Glossary/cash position

Burn Rate

Burn rate is the amount of cash a business consumes each month. Gross burn is total monthly cash outflows; net burn is outflows minus inflows — the actual decrease in the cash balance. Burn rate, combined with cash on hand, defines runway. Most owners speak about burn in net terms because that's what determines time to zero.

In Detail

Burn rate isolates the cash dimension of business performance, separate from accounting profit. A business can be profitable on the P&L but have a high net burn because of timing — AR builds faster than collections, or major capital expenditures aren't reflected in operating expense. Conversely, a business with accounting losses can have low burn if depreciation makes up most of the loss. Burn rate is what actually matters for survival because it directly determines how much time the cash balance buys. Owners track burn weekly during transition periods (rapid growth, new hires, downturns) and monthly during steady-state.

Formula

Gross Burn Rate = Total Monthly Cash Outflows
Net Burn Rate = Monthly Cash Outflows − Monthly Cash Inflows

Why It Matters for Small Businesses

Burn rate translates the abstract idea of "are we spending too much?" into a concrete monthly number. When burn rises faster than revenue, runway shrinks regardless of how profitable the P&L claims to be. Tracking burn separates two questions that owners often conflate: "is the business growing?" (revenue) and "can the business survive?" (burn vs cash). Both matter, but in a downturn or fast-growth phase, the survival question dominates — and burn rate is the answer.

How Fynso Helps

Fynso tracks both gross and net burn weekly using bank transactions, separating recurring monthly costs from one-off spend. The brief flags when burn is trending up — "net burn rose to $42K, up from $31K, driven by three new SaaS subscriptions and one contractor that's now recurring." When net burn exceeds gross margin contribution from new revenue, Fynso flags the structural break before runway becomes the obvious problem. Scenario tools show "what is burn if I cut these five line items?" so cost-cutting decisions are quantified, not estimated.

Industry Examples

Early-stage SaaS

A pre-revenue SaaS has $80K of gross monthly cash outflows (salaries, hosting, tools, contractors). With no revenue yet, gross burn equals net burn — $80K/month. Once $20K of MRR comes in, net burn drops to $60K — a 25% extension of runway without any cost cut.

Agency in growth mode

An agency with $400K of monthly cash inflows from clients and $370K of cash outflows runs $30K of positive net burn (negative burn — gaining cash). When two new senior hires push outflows to $440K, net burn flips negative to $40K/month — even though revenue is unchanged. Owner needs to see this before the bank balance shows it.

Restaurant in slow season

A restaurant in November sees revenue drop 25% but fixed costs (rent, salaried management) stay constant. Net burn goes from positive $8K to negative $14K for two months. Watching burn allows the operator to draw down a line of credit on a planned schedule rather than scrambling when payroll Friday arrives.

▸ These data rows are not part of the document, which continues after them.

Issue #677, opened 2017-11-20
slash / backslash in partname


sp-apertus:
# Problem Report
## Describe the Issue
When the board contains a part with a slash or backslash in the name the template creation will fail, namely WritePartTemplateImage will not report an error but simple not create any template images.

vonnieda:
Makes sense, should be a simple fix to fix up the incoming name. We should probably just remove all punctuation aside from period, dash and underscore.

PR #761, opened 2018-08-18
Import package names #677

pfried:
# Description
If a user imports a boardfile from eagle openpnp takes the name. As the name is later used to create a path some characters cause trouble. This code removes those characters on import.

# Justification
Bug #677 

# Merge commits
Was the development branch rebased at some point? I have 7 commits here of which I do not know why they are there. But I can rebase to the latest development branch of course. Just curious why they are there


vonnieda:
Hi @pfried, thanks for the PR, but we need to find a way to do this in the actual importer code, and not in the Eagle XML code. The reason for that is that the Eagle XML code is generated from the XML and will be re-generated for new versions. When it's re-generated, your changes will be lost.

So, the changes will need to be made in https://github.com/openpnp/openpnp/blob/develop/src/main/java/org/openpnp/gui/importer/EagleBoardImporter.java so that we don't lose them.

pfried:
I see, did not know that this was auto generated, but makes sense. I will redo it in a different location then.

Frequently Asked Questions

What's the difference between gross burn and net burn?
Gross burn is total cash outflows. Net burn subtracts cash inflows. A SaaS startup with $50K of expenses and $20K of MRR has $50K gross burn and $30K net burn. Net burn is usually the more useful number because it determines how long the cash balance lasts.
Is burn rate the same as operating loss?
No. Operating loss is an accounting measure — it includes non-cash items like depreciation and excludes timing effects like AR build-up. Burn rate is cash-only. A business can have an accounting profit and still burn cash (if AR is growing faster than collections), or have an accounting loss and zero burn (if the loss is mostly depreciation).
How often should I check burn rate?
Weekly during transitions (rapid hiring, post-fundraise, slow season, after major changes). Monthly during steady-state. The signal that matters is the trend — burn moving up over several months is almost always a structural change, not noise, and warrants action before runway compresses materially.
Can a profitable business have a burn rate?
Yes. "Profitable" on the P&L can coexist with negative cash flow if AR is growing faster than cash collection, if inventory is building, or if major capital expenditures aren't reflected as expenses yet. This is the classic "profitable on paper, broke in practice" situation — and it's specifically what makes tracking burn (cash) separately from profit (accounting) so important.